Thank you for the help. I did not notice the build up on the HSS threading blade, but I see it now.


----------



## erikmannie (Feb 21, 2021)

Question: why don’t people with inch pitch leadscrews leave the half nut engaged throughout the whole operation for Imperial threading as well, as we do with metric threading? It is no trouble at all, and there is no worry about missing the mark on the thread dial. It would coast the same distance if I used the E-stop button.

Second question: I’m curious to see what is going to happen when I try a much smaller safety groove and stop the threading pass with my foot brake. When I disengage my power lever to stop power, it coasts for about 8 mm as the chuck is spinning down.


----------



## Ischgl99 (Feb 21, 2021)

Looks good!  Most of what I do is metric.  I don’t mind keeping the half nuts engaged and reversing, it doesn’t seem any slower than using the threading dials once you get some practice.  

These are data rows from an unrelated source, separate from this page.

PR #184, opened 2020-10-09
Extend Mahalanobis tests

dkarrasch:


juliohm:
It would be nice to address the use case with static arrays as well as pointed out by @nalimilan

dkarrasch:
Well, that requires us to include a new test dependency. If you want, the `Hermitian(Q)` plays the role of a static matrix, because it's an `AbstractMatrix`, not a `Matrix` anymore. You couldn't construct `Mahalanobis(Hermitian(Q))` before v0.10.

juliohm:
Got it. It makes sense to test with other matrix types that don't add dependencies to the test suite.

nalimilan (approved):
Thanks!

How hard would it be to test an array with a non-`Real` eltype while you're at it?

dkarrasch:
Is `ComplexF64` non-`Real` enough? 😉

What kind of threading tool is that?  I already bought an Arthur Warner on edge holder, but that looks interesting.


----------



## Ischgl99 (Feb 21, 2021)

Are you running a VFD on your lathe?  If so, check your deceleration time and shorten it stop quicker.


----------



## mikey (Feb 21, 2021)

Erik, you're developing some tearing on the trailing edges of the threads. This might have to do with how the Aloris blade is ground; you may be at the limits of the helix angle that tool will allow. You might also check to see if the blade is level/horizontal; the bolts have some play so check to see if it is level.

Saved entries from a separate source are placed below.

PR #185, opened 2020-10-14
relax result_type dist types

johnnychen94:
I'm working on an extension package to Distances to handle massive pointwise calculation where the output is of size at O(m^2*n^2), and I find it could be quite useful to reuse this `result_type` here, so this PR is just relaxing it a bit to accept any kind of function `dist`.

Not very sure if this is a wanted change. I can make up my own `result_type` function there but I guess to get this done here it would be helpful also to other potential usages.

For Distances own purpose, now it is possible to

```julia
julia> result_type(euclidean, Int, Int)
Float64
```

### DIFF
--- a/src/generic.jl
+++ b/src/generic.jl
@@ -26,14 +26,16 @@ evaluate(dist::PreMetric, a, b) = dist(a, b)
 # Generic functions
 
 """
-    result_type(dist::PreMetric, Ta::Type, Tb::Type) -> T
-    result_type(dist::PreMetric, a::AbstractArray, b::AbstractArray) -> T
+    result_type(dist, Ta::Type, Tb::Type) -> T
+    result_type(dist, a::AbstractArray, b::AbstractArray) -> T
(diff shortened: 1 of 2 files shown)


johnnychen94:
Without feedback in two weeks, I guess this is probably not a good idea to Distances.jl, so I'm going to close it.

dkarrasch:
> For Distances own purpose, now it is possible to
> 
> ```julia
> julia> result_type(euclidean, Int, Int)
> Float64
> ```

I think this is somehow consistent with the types being callable:
```julia
julia> euclidean(2, 3)
1.0

julia> Euclidean()(2, 3)
1.0

julia> result_type(Euclidean(), Int, Int)
Float64

julia> result_type(euclidean, Int, Int)
ERROR: MethodError: no method matching result_type(::typeof(euclidean), ::Type{Int64}, ::Type{Int64})
```
So, I'm in favor.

The other thing is that your thread relief is a bit too shallow. When the tool runs off into that thread relief there should be no contact of the tool with the work. Typically, the depth of the thread relief is 0.003-0.005" deeper than the minor diameter of the thread. This will not affect the strength of the work piece.


----------



## benmychree (Feb 21, 2021)

For threading, I use TapMagic, it will give you a better finish, and yes, the tool should be adjusted  in the holder to approximate the helix angle of the thread being cut and ground parallel with the axis of the lathe on top; this does not mean that you need to adjust for every different pitch that you cut, one grind will work on nearly every thread that you cut.  I have used those Aloris threading tools since back in the 1970s and really like them, they also come in common acme thread pitches.  Note that the Aloris tools and tool holders are made so that they can be inverted in the holder and used to thread with the work rotating backwards and feeding from left to right for RH threads.


----------



## erikmannie (Feb 21, 2021)

Ischgl99 said:


> Looks good!  Most of what I do is metric.  I don’t mind keeping the half nuts engaged and reversing, it doesn’t seem any slower than using the threading dials once you get some practice.
> 
> What kind of threading tool is that?  I already bought an Arthur Warner on edge holder, but that looks interesting.

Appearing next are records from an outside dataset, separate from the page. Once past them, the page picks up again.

Issue #187, opened 2020-10-23
Define Distances on Iterators


matthieugomez:
A lot of distances could be defined on any iterator. Would it be possible to relax the signature of `evaluate`? For instance `Hamming` makes sense for strings (e.g. (see https://github.com/matthieugomez/StringDistances.jl/issues/35)) but, I cannot extend the method in [StringDistances.jl](https://github.com/matthieugomez/StringDistances.jl) without type piracy

PR #188, opened 2020-10-26
Added generic function for abstractvectors

### LINKED ISSUE #152: pairwise for arrays of arrays
It would be nice to be able to be able to deal with arrays of arrays as well.
For example : 
```julia
A = [rand(3) for _ in 1:3]
P = pairwise(SqEuclidean(),A)
# Where pairwise(SqEuclidean(),hcat(A,...),dims=2) == P
```
In this case one could of course simply concatenate vectors, but for more complex objects (not necessarily real vectors) that would broaden the use of pairwise!
I could make a PR if you think that makes sense

### LINKED ISSUE #165: pairwise(::PreMetric, ::AbstractVector{<:Real})
To compute the pairwise distance between elements of eg. `x::Vector{Float64}`, one currently has to do something like
```julia
pairwise(d, reshape(x, :, 1); dims=1)
```
Would a PR that wraps the above functionality to make
```julia
pairwise(d, x)
pairwise(d, x, y)
```
do the obvious thing for vectors `x` and `y` be welcome?

theogf:
Add supports for vector of vectors by implementing a generic function.
Fixes #152, closes #165, could be extended to #187 (not sure how to dispatch on Iterators in general, but the current implementation would support it)


theogf:
Bump

theogf:
Bump :)

src/generic.jl
```diff
@@ -120,6 +120,35 @@ function _pairwise!(r::AbstractMatrix, metric::SemiMetric, a::AbstractMatrix)
...
+    n = length(a)
+    size(r) == (n, n) || throw(DimensionMismatch("Incorrect size of r."))
+    @inbounds for j = 1:n
+        for i = (j + 1):n
+            r[i, j] = metric(a[i], a[j])
+        end
+        r[j, j] = 0
+        for i = 1:(j - 1)
+            r[i, j] = r[j, i]   # leveraging the symmetry of SemiMetric
+        end
```
dkarrasch, line 146: How about flipping the two loops? Then you would go through the array in the order of the elements.

test/test_dists.jl
```diff
@@ -504,13 +504,17 @@ function test_pairwise(dist, x, y, T)
...
+        vecy = collect(y[:, i] for i in 1:ny)
         # As earlier, we have small rounding errors in accumulations
         @test pairwise(dist, x, y, dims=2) ≈ rxy
         @test pairwise(dist, x, dims=2) ≈ rxx
         @test pairwise(dist, x, y, dims=2) ≈ rxy
         @test pairwise(dist, x, dims=2) ≈ rxx
         @test pairwise(dist, permutedims(x), permutedims(y), dims=1) ≈ rxy
         @test pairwise(dist, permutedims(x), dims=1) ≈ rxx
+        @test pairwise(dist, vecx, vecy) ≈ rxy
+        @test pairwise(dist, vecx) ≈ rxx
```
dkarrasch, line 517: This would also allow computing the pairwise distance matrix for number vectors, by computing the pairwise scalar distances. This currently errors:
```julia
julia> using Distances

julia> a = rand(5);

julia> pairwise(Euclidean(), a, a)
ERROR: MethodError: no method matching pairwise(::Euclidean, ::Array{Float64,1}, ::Array{Float64,1})
```
Allowing that is only consistent, because we do have, say, `Euclidean()` for both numbers and arrays of numbers. But then we should test it, maybe something like:
```suggestion
        @test pairwise(dist, vecx) ≈ rxx
        vec1 = x[:, 1]; vec2 = y[:, 1]
        @test pairwise(dist, vec1, vec2) ≈ dist.(vec1, permutedims(vec2))
```

dkarrasch (commented):
This looks good to me, except for some minor issues. I should say that this is very hard to tell if it will cause issues with what people may have in their packages, but at least I don't see any.

test/test_dists.jl
dkarrasch: Aha, I see, this was indeed proposed in #165, as you mentioned. 👍

src/generic.jl
theogf: I used the same approach as for matrices as in line 107 but I can switch it again.

src/generic.jl
```diff
@@ -120,6 +120,35 @@ function _pairwise!(r::AbstractMatrix, metric::SemiMetric, a::AbstractMatrix)
...
+    @inbounds for (j, bj) = enumerate(b)
+        for (i, ai) = enumerate(a)
+            r[i, j] = metric(ai, bj)
+        end
+    end
+    r
+end
+
+function _pairwise!(r::AbstractMatrix, metric::SemiMetric, a::AbstractVector)
+    n = length(a)
```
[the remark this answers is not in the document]
theogf: Done!

theogf:
Thanks for the review, I included the changes you suggested. I am not sure what you meant by switching the loop orders. I tried to be consistent with the existing implementation, but it should not matter in the end

dkarrasch:
I meant to organize the loops in such a way that you write into `r` in memory-order, so have the 1:j-1 loop before the j+1:end loop, but otherwise keep what is done within the loops.

It seems the org ran out of Travis credits, so CI doesn't work anymore. We need to move to GithubActions...

theogf:
Ok then I made the right change.

> It seems the org ran out of Travis credits, so CI doesn't work anymore. We need to move to GithubActions...

I can make a PR for that too :)

dkarrasch:
> I can make a PR for that too :)

I think I have something running on my fork. When tests pass there, I'll kick off the PR.

src/generic.jl
```diff
@@ -120,6 +120,37 @@ function _pairwise!(r::AbstractMatrix, metric::SemiMetric, a::AbstractMatrix)
...
+    size(r) == (n, n) || throw(DimensionMismatch("Incorrect size of r."))
+    @inbounds for j = 1:n
+        for i = 1:(j - 1)
+            r[i, j] = metric(a[i], a[j])
+        end
+        r[j, j] = 0
+        for i = (j + 1):n
+            r[i, j] = r[j, i]   # leveraging the symmetry of SemiMetric
+        end
+    end
```
dkarrasch, line 149: I think it should be
```suggestion
        for i = 1:(j - 1)
            r[i, j] = r[j, i]   # leveraging the symmetry of SemiMetric
        end
        r[j, j] = 0
        for i = (j + 1):n
            r[i, j] = metric(a[i], a[j])
        end
    end
```
otherwise you copy from places that you haven't filled yet, if I'm not mistaken.

theogf: Oh my bad, unfortunate copy/paste

dkarrasch:
I think we can do the same loop swap in the matrix version. It's formally the exact same amount of work, but may benefit from better memory access pattern. To the very least, it shouldn't be worse.

theogf:
Tests are failing because of the tests on the `AbstractVector{<:Real}` as you said. I will just remove these tests for now as I guess it deserves a different PR.

src/generic.jl
dkarrasch: Why not use this order of the loops? For each column index `j`, you would start from row `i in 1:j-1`, then fill `r[j,j]`, and then contiguously continue with `i in j+1:n`. I meant to switch the order of the loops, viewed as entire blocks, including their loop body.

theogf: Ok I think I got confused at first but it's more clear now. I will change it.

dkarrasch:
Awesome! Now let's apply the same trick to the good old matrix-version, and I think this is ready to go. For the `Vector{<:Number}` tests, I think we need to restrict to a subset of the metrics, and in particular exclude the weighted metrics (or adjust their parameter vector). Maybe by checking something like `parameters(dist) === nothing`? And the `[Sq]Mahalanobis` stuff failed.

src/generic.jl
```diff
@@ -212,3 +264,18 @@ function pairwise(metric::PreMetric, a::AbstractMatrix;
     r = Matrix{result_type(metric, a, a)}(undef, n, n)
     pairwise!(r, metric, a, dims=dims)
 end
+
+
+function pairwise(metric::PreMetric, a::AbstractVector, b::AbstractVector)
```
dkarrasch, line 269:
```suggestion
function pairwise(metric::PreMetric, a::AbstractVector, b::AbstractVector;
                  dims::Union{Nothing,Integer}=nothing)
    dims = deprecated_dims(dims)
    dims == 2 || throw(ArgumentError("dims must be 2 (got $dims)"))
```

src/generic.jl
```diff
@@ -212,3 +264,18 @@ function pairwise(metric::PreMetric, a::AbstractMatrix;
...
+    m = length(a)
+    n = length(b)
+    r = Matrix{result_type(metric, a, b)}(undef, m, n)
+    pairwise!(r, metric, a, b)
+end
+
+
+function pairwise(metric::PreMetric, a::AbstractVector)
```
dkarrasch, line 277:
```suggestion
function pairwise(metric::PreMetric, a::AbstractVector;
                  dims::Union{Nothing,Integer}=nothing)
    dims = deprecated_dims(dims)
    dims == 2 || throw(ArgumentError("dims must be 2 (got $dims)"))
```

src/generic.jl
```diff
@@ -212,3 +264,18 @@ function pairwise(metric::PreMetric, a::AbstractMatrix;
...
+    n = length(a)
+    r = Matrix{result_type(metric, a, a)}(undef, n, n)
+    pairwise!(r, metric, a)
+end
```
dkarrasch, line 281:
```suggestion
end

```

test/test_dists.jl
```diff
@@ -504,13 +504,17 @@ function test_pairwise(dist, x, y, T)
...
     end
 end
```
dkarrasch, line 519:
```suggestion
        @test pairwise(dist, vecx, vecy, dims=2) ≈ rxy
        @test pairwise(dist, vecx, dims=2) ≈ rxx
    end
end

function test_scalar_pairwise(dist, x, y, T)
    @testset "Scalar pairwise test for $(typeof(dist))" begin
        rxy = dist.(x, permutedims(y))
        rxx = dist.(x, permutedims(x))
        # As earlier, we have small rounding errors in accumulations
        @test pairwise(dist, x, y, dims=2) ≈ rxy
        @test pairwise(dist, x, dims=2) ≈ rxx
        @test_throws ArgumentError pairwise(dist, x, y, dims=1) ≈ rxy
        @test_throws ArgumentError pairwise(dist, x, dims=1) ≈ rxx
        @test pairwise(dist, permutedims(x), permutedims(y), dims=2) ≈ rxy
        @test pairwise(dist, permutedims(x), dims=2) ≈ rxx
        @test_throws DimensionMismatch pairwise(dist, permutedims(x), permutedims(y), dims=1)
    end
end

@testset "scalar pairwise metrics on $T" for T in (Float64, F64)
    m = 5
    n = 8
    nx = 6
    ny = 8

    x = rand(T, nx)
    y = rand(T, ny)

    a = rand(1:3, nx)
    b = rand(1:3, ny)

    test_scalar_pairwise(SqEuclidean(), x, y, T)
    test_scalar_pairwise(Euclidean(), x, y, T)
    test_scalar_pairwise(Cityblock(), x, y, T)
    test_scalar_pairwise(TotalVariation(), x, y, T)
    test_scalar_pairwise(Chebyshev(), x, y, T)
    test_scalar_pairwise(Minkowski(2.5), x, y, T)
    test_scalar_pairwise(Hamming(), a, b, T)
    test_scalar_pairwise(CosineDist(), x, y, T)
    test_scalar_pairwise(CosineDist(), a, b, T)
    test_scalar_pairwise(ChiSqDist(), x, y, T)
    test_scalar_pairwise(KLDivergence(), x, y, T)
    test_scalar_pairwise(JSDivergence(), x, y, T)
    test_scalar_pairwise(BrayCurtis(), x, y, T)

    w = rand(1, 1)
    test_scalar_pairwise(WeightedSqEuclidean(w), x, y, T)
    test_scalar_pairwise(WeightedEuclidean(w), x, y, T)
    test_scalar_pairwise(WeightedCityblock(w), x, y, T)
    test_scalar_pairwise(WeightedMinkowski(w, 2.5), x, y, T)
    test_scalar_pairwise(WeightedHamming(w), a, b, T)
    test_scalar_pairwise(PeriodicEuclidean(w), x, y, T)
end
```

dkarrasch (commented):
I have added scalar tests and the required `dims` keyword to `pairwise`. I suggest to replace the three occurrences of `transpose` in `generic.jl` by `permutedims`, since the first acts recursively, but the `dims=1` vs `dims=2` distinction is only about the orientation of the outermost array.

src/generic.jl
theogf: I am not sure what is the point of giving a `dims` argument. It is meaningless in this case.

dkarrasch: Sure, but that's the API, AFAIU. In the matrix case, you even get a warning when you don't provide the `dims` keyword, so it's mandatory. And in the vector case, you included it correctly in `pairwise!`  yourself. I think we should include some `dims` handling there, too. But in any case we need to be consistent.

theogf: Oh fair point. But in this case I would remove the `dims` in `pairwise!` then. I don't think one needs the exact same API for Vectors and Matrices. This could even be a source of bugs.
Just to refer to KernelFunctions, we provide an API to both but only the Matrix API takes a `dims` argument

dkarrasch: I see. We should ask for @nalimilan's advice then, because he introduced that mandatory keyword argument for consistency with some other packages from the Statistics ecosystem.

BTW, I also noticed that dims-warning when running the tests from this PR.

src/Distances.jl
```diff
@@ -97,6 +97,13 @@ export
     rmsd,
     nrmsd
 
+if VERSION < v"1.2-"
+    import Base: has_offset_axes
+    require_one_based_indexing(A...) = !has_offset_axes(A...) || throw(ArgumentError("offset arrays are not supported but got an array with index other than 1"))
```
nalimilan, line 102:
```suggestion
    require_one_based_indexing(A...) =
        !has_offset_axes(A...) ||
            throw(ArgumentError("offset arrays are not supported but got an array with index other than 1"))
```

src/generic.jl
```diff
@@ -33,8 +33,8 @@ Infer the result type of metric `dist` with input type `Ta` and `Tb`, or input
 data `a` and `b`.
 """
 result_type(::PreMetric, ::Type, ::Type) = Float64 # fallback
-result_type(dist::PreMetric, a::AbstractArray, b::AbstractArray) = result_type(dist, eltype(a), eltype(b))
-
+result_type(dist::PreMetric, a::AbstractArray{<:Number}, b::AbstractArray{<:Number}) = result_type(dist, eltype(a), eltype(b))
+result_type(dist::PreMetric, a::AbstractArray, b::AbstractArray) = result_type(dist, eltype(first(a)), eltype(first(b)))
```
nalimilan, line 37: This is going to be problematic for e.g. `AbstractArray{Union{T, Missing}}`. Can't we require inputs to have precise enough eltypes?

src/generic.jl
```diff
@@ -109,17 +109,48 @@ function _pairwise!(r::AbstractMatrix, metric::SemiMetric, a::AbstractMatrix)
     size(r) == (n, n) || throw(DimensionMismatch("Incorrect size of r."))
     @inbounds for j = 1:n
         aj = view(a, :, j)
+        for i = 1:(j - 1)
+            r[i, j] = r[j, i]   # leveraging the symmetry of SemiMetric
+        end
```
nalimilan, line 114: There are two things I don't understand:
- How did this work before? Don't we already do this somewhere else?
- Why copy *before* filling the other part?

src/generic.jl
```diff
@@ -109,17 +109,48 @@ function _pairwise!(r::AbstractMatrix, metric::SemiMetric, a::AbstractMatrix)
...
         for i = (j + 1):n
             r[i, j] = metric(view(a, :, i), aj)
         end
-        r[j, j] = 0
+    end
+    r
+end
+
+function _pairwise!(r::AbstractMatrix, metric::PreMetric,
+                    a::AbstractVector, b::AbstractVector=a)
```
nalimilan, line 124: With the default value the 3-arg method is defined twice:
```suggestion
function _pairwise!(r::AbstractMatrix, metric::PreMetric,
                    a::AbstractVector, b::AbstractVector)
```

src/generic.jl
```diff
@@ -185,8 +218,27 @@ function pairwise!(r::AbstractMatrix, metric::PreMetric, a::AbstractMatrix;
     end
 end
 
+function pairwise!(r::AbstractMatrix, metric::PreMetric,
+    a::AbstractVector, b::AbstractVector;
+    dims::Union{Nothing,Integer}=nothing)
```
nalimilan, line 223: Align arguments.

src/generic.jl
```diff
@@ -185,8 +218,27 @@ function pairwise!(r::AbstractMatrix, metric::PreMetric, a::AbstractMatrix;
...
+    na = length(a)
+    nb = length(b)
+    size(r) == (na, nb) ||
+        throw(DimensionMismatch("Incorrect size of r (got $(size(r)), expected $((na, nb)))."))
+    _pairwise!(r, metric, a, b)
+end
+
+function pairwise!(r::AbstractMatrix, metric::PreMetric, a::AbstractVector;
+    dims::Union{Nothing,Integer}=nothing)
```
nalimilan, line 232: Here too.

src/generic.jl
nalimilan: The idea with the mandatory `dims` argument is that we need to change the default to become consistent with Statistics in the stdlib (e.g. `cor`). So until we do that we have to require people to pass it explicitly so that their code doesn't break the day we make the switch. But here I agree it doesn't make any sense to support it since there are no rows and columns, only vectors of vectors.

src/generic.jl
dkarrasch: Something like keeping the old `result_type` method for arrays, and add
```julia
result_type(dist::PreMetric, a::AbstractArray{<:AbstractArray}, b::AbstractArray{<:AbstractArray}) = result_type(dist, eltype(eltype(a)), eltype(eltype(b)))
```
?

src/generic.jl
dkarrasch: How it worked before: let's say, we want to fill a 3x3 matrix symmetrically, then the old write pattern was like this:
```
 1  6  8
 2  4  9
 3  5  7
```
In 1, 4, 7 we simply fill with a zero. In 2, 3, 5 we compute new distances, in 6, 8 and 9 we copy the values from 2, 3 and 5, respectively, i.e., values computed in earlier iterations.

How it's working here:
```
 1  4  7
 2  5  8
 3  6  9
```
In 1, 5, 9 we simply fill with a zero. In 2, 3, 6 we compute new distances, in 4, 7 and 8 we copy the values from 2, 3 and 6, respectively.

Why do that? Because it fills `r` in memory order, and the result is exactly the same.

nalimilan: Ah OK this relies on the fact that the particular entry that we copy has already been set, even if that's not the case for all cells. Clever.

nalimilan: Also the reason why I was confused is that the diff makes it look like the function didn't have the first loop if you don't look very carefully. :-)

dkarrasch: True, it took me a couple of minutes to digest the diff, too.

src/generic.jl
theogf: Yes because it goes then to the specialized method `_pairwise(r, metric, a)` which takes advantage of the symmetry

nalimilan: What I mean is that if you keep the default value `b=a` you define `_pairwise(r, metric, a)` twice.

theogf: Oh right! Sorry. Well actually it's also true for the AbstractMatrix case... I will correct both

theogf: Ok figured out why it's like this. The one argument method is only for `SemiMetric`... I switched it back

theogf:
@dkarrasch @nalimilan Ok I think all issues are solved now.

src/metrics.jl
```diff
@@ -489,6 +489,8 @@ js_divergence(a::AbstractArray, b::AbstractArray) = JSDivergence()(a, b)
 
 result_type(dist::SpanNormDist, a::AbstractArray, b::AbstractArray) =
      typeof(eval_op(dist, oneunit(eltype(a)), oneunit(eltype(b))))
+result_type(dist::SpanNormDist, a::AbstractArray{<:AbstractArray}, b::AbstractArray{<:AbstractArray}) =
+     typeof(eval_op(dist, oneunit(eltype(first(a))), oneunit(eltype(first(b)))))
```
dkarrasch, line 493:
```suggestion
     typeof(eval_op(dist, oneunit(eltype(eltype(a))), oneunit(eltype(eltype(b)))))
```

dkarrasch (commented):
Two small things, and then I think this is ready.

@nalimilan I wonder if it helps FreqTables.jl if we made these `pairwise` methods fully generic for iterators, and removed the type constraints on `a` and `b`. Then the `Distances.jl` pairwise method would act `metric::PreMetric`.

src/metrics.jl
nalimilan: Maybe we should rather override `result_type(dist::SpanNormDist, a::Type, b::Type)` and have global generic methods that call this? It sounds suboptimal to redefine methods for different inputs types.

dkarrasch:
The more I think about it, the more I believe this really is not about `AbstractVector` methods, but about iterable objects that contain data points between which we want to compute distances. I included iterator-based `pairwise` and `colwise` methods now in #194. My `result_type` implementation generically handles arrays of arrays (or arrays), but avoids things like https://github.com/JuliaStats/Distances.jl/pull/188#discussion_r541088303. I guess it kind of supersedes this PR (I also included that scalar pairwise tests).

Here is the link to the threading tool:





__





						Aloris CXA-8
					





					www.ajaxtoolsupply.com
				




and blade:





__





						High Speed Threading Blade, 60º, P-6
					






					www.aloris.com


----------



## erikmannie (Feb 21, 2021)

Ischgl99 said:


> Are you running a VFD on your lathe?  If so, check your deceleration time and shorten it stop quicker.



No VFD. I have an RPC. Wiring is not one of my strengths.


----------



## erikmannie (Feb 21, 2021)

mikey said:


> Erik, you're developing some tearing on the trailing edges of the threads. This might have to do with how the Aloris blade is ground; you may be at the limits of the helix angle that tool will allow. You might also check to see if the blade is level/horizontal; the bolts have some play so check to see if it is level.
> 
> The other thing is that your thread relief is a bit too shallow. When the tool runs off into that thread relief there should be no contact of the tool with the work. Typically, the depth of the thread relief is 0.003-0.005" deeper than the minor diameter of the thread. This will not affect the strength of the work piece.



The (single, see photo) bolt was tight, and it is horizontal.

I’m glad you told me that about the thread relief (safety groove). I have been making it the minor diameter.

I have next week off, and I will be doing nothing but making metric nuts and bolts; I will get to see how all my HSS & carbide 60° tools work, being mindful of the previously unconsidered helix angle that you mentioned. 

I went to the hardware store and bought M4 through M18 nuts and bolts in both fine and coarse, where applicable. I am allowing myself 7 days to make one nut & one bolt of everything.


----------



## 7milesup (Feb 21, 2021)

mikey said:


> Erik, you're developing some tearing on the trailing edges of the threads. This might have to do with how the Aloris blade is ground; *you may be at the limits of the helix angle that tool will allow. *


I have done no threading on my lathe.  Yet.  
I am trying to understand the helix angle comment.  Is the angle (pitch) of the thread so great that the trailing portion of the thread is in interference with the trailing part of the cutter.  Just trying to wrap my head around this.  
As a side note, Martin Cleeve's book "Screwcutting in the Lathe" just arrived at my door two days ago.  Have only had a chance to look at the first few pages so far.


----------



## BGHansen (Feb 21, 2021)

erikmannie said:


> Question: why don’t people with inch pitch leadscrews leave the half nut engaged throughout the whole operation for Imperial threading as well, as we do with metric threading? It is no trouble at all, and there is no worry about missing the mark on the thread dial. It would coast the same distance if I used the E-stop button


That's generally how I thread. It goes faster for me since I don't have to wait for the thread dial number to come around. If I'm using the thread dial, I back the carriage up to my number, engage the half nuts, set the cross feed and compound, then fire up the lathe.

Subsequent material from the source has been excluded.